DW staff (als)October 20, 2007

The Bavarian State Library now has its own book drone: a robot that is to scan around 37,000 antique works in the next two years.

https://s.gtool.pro:443/https/p.dw.com/p/Brxs
The pages of a book
The scanning robot is gentle on the priceless pages

While the Internet may have changed the way we both read and search for information, some data is still only to be found in traditional book and libraries.

Munich's Bavarian State Library -- one of the largest in the German-speaking world -- wants to make more books digitally available.
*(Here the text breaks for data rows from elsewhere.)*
PR #1021, opened 2023-03-06
feat: allow customising generated tsconfig path

danielroe:
### 🔗 Linked issue

https://github.com/nuxt/nuxt/issues/13920

### ❓ Type of change

### 📚 Description

This allows customising the `types/tsconfig.json` path in case we want it to be in a different location or file name.

### 📝 Checklist

### DIFF
--- a/src/build.ts
+++ b/src/build.ts
@@ -175,12 +175,7 @@ export async function writeTypes(nitro: Nitro) {
       ],
     };
     await writeFile(
-      join(
-        nitro.options.buildDir,
-        typeof nitro.options.typescript.generateTsConfig === "string"
-          ? nitro.options.typescript.generateTsConfig
-          : "types/tsconfig.json"
-      ),
+      join(nitro.options.buildDir, nitro.options.typescript.tsconfigPath),
       JSON.stringify(tsConfig, null, 2)
     );
   }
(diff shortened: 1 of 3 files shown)


src/types/nitro.ts
```diff
@@ -228,7 +228,7 @@ export interface NitroOptions extends PresetOptions {
   // Advanced
   typescript: {
     internalPaths?: boolean;
-    generateTsConfig?: boolean;
+    generateTsConfig?: boolean | string;
```
pi0, line 231: Maybe we can use an explicit option like `tsconfigPath` ?

src/build.ts
```diff
@@ -175,7 +175,7 @@ export async function writeTypes(nitro: Nitro) {
       ],
     };
     await writeFile(
-      join(nitro.options.buildDir, "types/tsconfig.json"),
+      join(nitro.options.buildDir, nitro.options.typescript.tsconfigPath),
```
pi0, line 178: I think we should switch to `resolve` now to allow absolute paths wdyt?

```suggestion
      resolve(nitro.options.buildDir, nitro.options.typescript.tsconfigPath),
```

pi0 (approved):

PR #1027, opened 2023-03-06
refactor: split out api types

danielroe:
### 🔗 Linked issue

https://github.com/nuxt/nuxt/issues/13920

### ❓ Type of change

### 📚 Description

This is a follow-on from https://github.com/unjs/nitro/pull/1021, adding support for splitting explicit `nitropack` augmentations from auto-import types (which affect the global scope). This should mean that a consuming framework, like Nuxt, can pull in `types/nitro-augmentations.d.ts` _safely_ for typed `$fetch` without also adding the auto-import types to the global namespace.

I've implemented this (with `/// <reference />`) to keep the change backward-compatible in case users are explicitly referencing `nitro.d.ts`, but with this change `nitro-augmentations.d.ts` also becomes part of the public API (so better naming ideas are definitely welcome)...

### 📝 Checklist


pi0:
Nice change. Can we with the same PR, split to explicit `nitro-imports.d.ts` too? (then nitro can reference both)

(further, i think we might split `nitro-routes` and `nitro-config` too. logic in same file is getting longer over the time)

Issue #1029, opened 2023-03-07
Prerender crawler breaks for links with spaces


juliesaia:
### Environment

Nitro: 2.2.3

### Reproduction

https://stackblitz.com/edit/nuxt-starter-1qwjem?file=pages/index.vue

### Describe the bug

Links with spaces in the `href` get cut off by the regex in `prerender.ts`. In the min repro, it should prerender `/link with space` but it prerenders `/link` instead.

### Logs

```
ℹ Initializing prerenderer                                                                                                       nitro 05:48:07
ℹ Prerendering 1 initial routes with crawler                                                                                     nitro 05:48:09
  ├─ / (103ms)                                                                                                                   nitro 05:48:09
  ├─ /link (8ms)
```

pi0:
Thanks for issue and reproduction.

For reference, space is not allowed in HTML spec for values: 

<img width="1109" alt="image" src="https://user-images.githubusercontent.com/5158436/223406636-982aed2b-c61d-4a70-9609-52d25e2a13b7.png">

PR #1030, opened 2023-03-07
fix(prerender): allow spaces in `href` value regex

juliesaia:
### 🔗 Linked issue

https://github.com/unjs/nitro/issues/1029

### ❓ Type of change

### 📚 Description

Removes the space character from the end group character set in `LINK_REGEX`. Only single/double quotes can end the match now, allowing for `href` paths with spaces in them.

Resolves https://github.com/unjs/nitro/issues/1029

### 📝 Checklist

### DIFF
--- a/src/prerender.ts
+++ b/src/prerender.ts
@@ -239,7 +239,7 @@ export async function prerender(nitro: Nitro) {
   }
 }
 
-const LINK_REGEX = /href=["']?([^ "'>]+)/g;
+const LINK_REGEX = /href=["']?([^"'>]+)/g;
 
 function extractLinks(
   html: string,


pi0 (approved):
LGTM. BTW space is not normally an allowed char (https://github.com/unjs/nitro/issues/1029#issuecomment-1457987803)

manniL:
Should we emit a warning in this case (and allow it)?

pi0:
> Should we emit a warning in this case (and allow it)?

We might do it in higher order (prerenderer) with an opt-in validate feature. Seems browsers can handle it at least apart of the spec.

PR #1032, opened 2023-03-07
docs: add `prerender.ignore` description

hanneskuettner:
### ❓ Type of change

- [x] 📖 Documentation (updates to the documentation or readme)
- [ ] 🐞 Bug fix (a non-breaking change that fixes an issue)
- [ ] 👌 Enhancement (improving an existing functionality like performance)
- [ ] ✨ New feature (a non-breaking change that adds functionality)
- [ ] ⚠️ Breaking change (fix or feature that would cause existing functionality to change)

### 📚 Description

Add short description for the `prerender.ignore` option implemented in https://github.com/unjs/nitro/commit/a6cbbbe482243a3d8dc4c3917ec406b74fdb2a8f. 

### 📝 Checklist

- [ ] I have linked an issue or discussion.
- [x] I have updated the documentation accordingly.

PR #1033, opened 2023-03-07
feat: support regex for `prerender.ignore`

### LINKED ISSUE #308: allow excluding routes from prerenderer crawling
Would be nice if something is intended to be dynamic.

Perhaps we could support `prerender.exclude` with RegExp, function or string signature? Or a render hook with option to skip rendering (https://github.com/unjs/nitro/issues/88)?

thezzisu:
### 🔗 Linked issue

Resolves #308

### ❓ Type of change

### 📚 Description

Enhance prerender.ignore with the ability to use RegExp.

### 📝 Checklist

### DIFF
--- a/src/prerender.ts
+++ b/src/prerender.ts
@@ -112,7 +112,11 @@ export async function prerender(nitro: Nitro) {
 
     // Check for explicitly ignored routes
     for (const ignore of nitro.options.prerender.ignore) {
-      if (route.startsWith(ignore)) {
+      if (typeof ignore === "string") {
+        if (route.startsWith(ignore)) {
+          return false;
+        }
+      } else if (ignore.test(route)) {
         return false;
       }
     }
--- a/docs/content/3.config/index.md
+++ b/docs/content/3.config/index.md
@@ -261,9 +261,11 @@ When `cache` option is set, handlers matching pattern will be automatically wrap
 
 ### `prerender`
 
-Default: `{ crawlLinks: false, routes: [] }`
+Default: `{ crawlLinks: false, ignore: [], routes: [] }`
 
 Prerendered options. Any route specified will be fetched during the build and copied to the `.output/public` directory as a static asset.
+
+The `ignore` option accepts an array of string or regex to specify routes to ignore. Routes that starts with the string or matches the regex will be ignored.
 
 If `crawlLinks` option is set to `true`, nitro starts with `/` by default (or all routes in `routes` array) and for HTML pages extracts `<a href="">` tags and prerender them as well.
 
--- a/src/types/nitro.ts
+++ b/src/types/nitro.ts
@@ -208,7 +208,7 @@ export interface NitroOptions extends PresetOptions {
   devErrorHandler: NitroErrorHandler;
   prerender: {
     crawlLinks: boolean;
-    ignore: string[];
+    ignore: (string | RegExp)[];
     routes: string[];
   };
 


thezzisu:
Notice: maybe conflict with #1032

Atinux:
Will first merge #1032 to rebase your branch

Atinux:
Fixed the conflicts and improve the docs at the same time.

src/prerender.ts
```diff
@@ -112,7 +112,11 @@ export async function prerender(nitro: Nitro) {
 
     // Check for explicitly ignored routes
     for (const ignore of nitro.options.prerender.ignore) {
-      if (route.startsWith(ignore)) {
+      if (typeof ignore === "string") {
+        if (route.startsWith(ignore)) {
+          return false;
+        }
+      } else if (ignore.test(route)) {
```
Atinux, line 119: Shall we test if `ignore.test` is a function to make sure it does not break anything?

Atinux:
Wondering if we could add a test case for it as well.

pi0:
I'm thinking we might be better first allow `**` and `*` in ignore patterns to keep it consistent with route rules. We can also introduce a hook / function filter to allow ignoring routes on demand for more advanced cases.

Atinux:
Allowing the pattern `**` and `*` will solve your usecase @thezzisu ?

Atinux:
So what are the next steps?

src/prerender.ts
thezzisu: For now, ignore would be neither string or Regex if the provided configuration is checked by TypeScript. So there's no need to test wether `ignore.test` exists.

thezzisu:
As @pi0 said, custom hooks/callbacks would be the most powerful solution; but, for most use cases, RegEx should be enough.

> Allowing the pattern `**` and `*` will solve your usecase @thezzisu ?

In fact, my use cases needs the power of "excluded ignore", which is not easily solvable with route rules matching. The underlying library, whose radix-tree-matching do not produce result with the same order as in the input.

thezzisu:
> Wondering if we could add a test case for it as well.

Should I implement more strict input checking? If the user uses TypeScript, the current solution will work fine.

Atinux:
I think it's fine for types using TS.

If I understand correctly, you don't want to support regex but the ability to give a function instead @pi0 ?

thezzisu:
> A hook would be nice for advanced usecases.
> 
> I prefer to keep `ignore` strict string pattern format as much as possible. This (same as route rules) is an advantage to be able static rules to provider rules which by introducing regexes to route defs we lose.
> 
> What do you think about introducing `prerender.include` as well:
> 
> ```js
> prerender: {
>   include: ['/static/**'],
>   exclude: ['/**']
> }
> ```

But how about the priority? Is the 'include' a 'negative exclude' like `!blahblah` syntax in `.gitignore`?

Since this option won't affect how route options work (in fact, it's a option for the crawler, not the server), I think RegExs should be fine.

thezzisu:
> > But how about the priority?
> 
> The most precise rule takes into priority
> 
> > Since this option won't affect how route options work
> 
> The point is route rule definition consistency and having most simple way to do things when possible.

OK. How about add a `prerenderRules` like `routeRules` that using the similar syntax `Record<string, SomeOptions>`?

thezzisu:
> > > But how about the priority?
> > 
> > 
> > The most precise rule takes into priority
> > > Since this option won't affect how route options work
> > 
> > 
> > The point is route rule definition consistency and having most simple way to do things when possible.
> 
> OK. How about add a `prerenderRules` like `routeRules` that using the similar syntax `Record<string, SomeOptions>`?

The reason is that, routeRules is **for server**, but the prerender is a standalone thing though.

pi0:
We do actually support `prerender: true` for `routeRules` (route rules are unified routing rules not specific to server).

We can indeed support `prerender: false` to allow overiridng for specific patterns 👍🏼

thezzisu:
> We do actually support `prerender: true` for `routeRules` (route rules are unified routing rules not limited to server).
> 
> We can indeed support `prerender: false` to allow overiridng for specific patterns 👍🏼

So the problem is I want to make `/` not prerendered (SSR) when using the server built by nuxt build, but to be prerendered when using nuxt generate.

pi0:
Yes that would be possible! (SSR renderer won't be affected by `prerender` rule only `nitro prerender`/`nuxt generate` uses this specific rule).

thezzisu:
Sorry for the delay. Now the problems becomes that the https://github.com/unjs/radix3#route-matcher is not matching the most specific rule! Let's see a example below:

image
image

Simple swapping the rules will affect the output.

Atinux:
Nice catch @thezzisu 

It seems we need a way to prioritize the routes for best matching strategy, similar to what vue-router 4 is doing 🤔

thezzisu:
I think this would be a better solution than supporting regex. I'll close this pull request, and open a issue on [unjs/radix3](https://github.com/unjs/radix3#route-matcher) instead.

pi0:
Radix 3 basically does that :) but we don't use it internally in nitro prerender inference...

Atinux:
So open back an issue in Nitro pre-render to support this I guess 😅

pi0:
~> https://github.com/unjs/nitro/issues/1078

The library has now employed a robot to scan more than 7.5 million pages by the year 2009. The collection of 37,000 works will then be made available to any online reader.

All of the books to be scanned are works from the 16th century -- from 1518 to 1600.

Protection from damage

A book placed in a stand and the scanner in action
The scanner sucks two pages towards itself, then captures the words and images digitallyImage: picture-alliance / dpa

While more contemporary-minded readers may find the works a bit bland, the scanning is essential to preserve the fragile, unique works from damage through reader handling.

The Bavarian library has already enabled users to "borrow" thousands of different books by accessing them online.

The library is also collaborating with the US search engine Google to digitalize more contemporary books from its collection.

Up to 1,500 pages per hour

For the current scanning project, an Austrian firm developed the "ScanRobot," which uses gentle suction and air flows to turn and then scan the pages. The robot can scan up to 1,500 pages an hour. Similar robots are used in the United States.

The project is being sponsored by the German Research Foundation.